Scalable Defect Detection via Traversal on Code Graph

Zhengyao Liu,Xitong Zhong,Xingjing Deng,Shuo Hong,Xiang Gao,Hailong Sun
2024-06-12
Abstract:Detecting defects and vulnerabilities in the early stage has long been a challenge in software engineering. Static analysis, a technique that inspects code without execution, has emerged as a key strategy to address this challenge. Among recent advancements, the use of graph-based representations, particularly Code Property Graph (CPG), has gained traction due to its comprehensive depiction of code structure and semantics. Despite the progress, existing graph-based analysis tools still face performance and scalability issues. The main bottleneck lies in the size and complexity of CPG, which makes analyzing large codebases inefficient and memory-consuming. Also, query rules used by the current tools can be over-specific. Hence, we introduce QVoG, a graph-based static analysis platform for detecting defects and vulnerabilities. It employs a compressed CPG representation to maintain a reasonable graph size, thereby enhancing the overall query efficiency. Based on the CPG, it also offers a declarative query language to simplify the queries. Furthermore, it takes a step forward to integrate machine learning to enhance the generality of vulnerability detection. For projects consisting of 1,000,000+ lines of code, QVoG can complete analysis in approximately 15 minutes, as opposed to 19 minutes with CodeQL.
Software Engineering
What problem does this paper attempt to address?

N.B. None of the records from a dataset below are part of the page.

PR #40484, opened 2024-04-23
Add a customizer for Lettuce's ClientOptions

SOOHYUN-LIM:
The current LettuceConnectionConfiguration requires too much code to be written when additional settings such as Cluster NodeFilter are needed. Therefore, to enhance scalability, I have added a ClientOptions Customizer.

### DIFF
--- a/spring-boot-project/spring-boot-autoconfigure/src/main/java/org/springframework/boot/autoconfigure/data/redis/ClientOptionsBuilderCustomizer.java
+++ b/spring-boot-project/spring-boot-autoconfigure/src/main/java/org/springframework/boot/autoconfigure/data/redis/ClientOptionsBuilderCustomizer.java
@@ -1,0 +1,37 @@
+/*
+ * Copyright 2012-2023 the original author or authors.
+ *
+ * Licensed under the Apache License, Version 2.0 (the "License");
+ * you may not use this file except in compliance with the License.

This paper aims to address the challenges of detecting defects and vulnerabilities in the early stages of software engineering. Specifically, existing graph - query - based analysis tools face performance and scalability issues when dealing with large - scale codebases. The main bottleneck lies in the size and complexity of the Code Property Graph (CPG), which makes the analysis process inefficient and memory - consuming. In addition, the query rules used by current tools may be too specific, resulting in insufficient generalization ability and thus false positives or false negatives. To solve these problems, the authors propose QVoG, a static analysis platform based on graph - query analysis for detecting defects and vulnerabilities. The main innovations of QVoG include: 1. **Compressed Code Property Graph**: Compress the structure of the CPG by retaining only the necessary information, reducing the number of nodes and edges, thereby improving query efficiency. 2. **Dedicated Domain - Specific Language**: Design a declarative DSL similar to SQL to simplify the writing of query rules. 3. **Language - independent Query Interface**: Provide a consistent query interface that supports multiple programming languages, reducing the cost of supporting new languages. 4. **Combination of Graph Query and Deep Learning**: Utilize machine learning to enhance the generalization ability of queries and improve detection accuracy. 5. **Open - source Tool**: QVoG will be fully open - source, unlike the partially closed - source components of CodeQL and Joern. Through these improvements, QVoG can exhibit higher efficiency and accuracy when handling large - scale projects. For example, for a project with 1,500,000 lines of code, QVoG can complete CPG extraction in approximately 15 minutes, while CodeQL requires 19 minutes and has much lower memory consumption than Joern. In terms of precision, QVoG has an average precision rate of 90% and a recall rate of 95% on the Juliet test suite, outperforming Joern and CodeQL.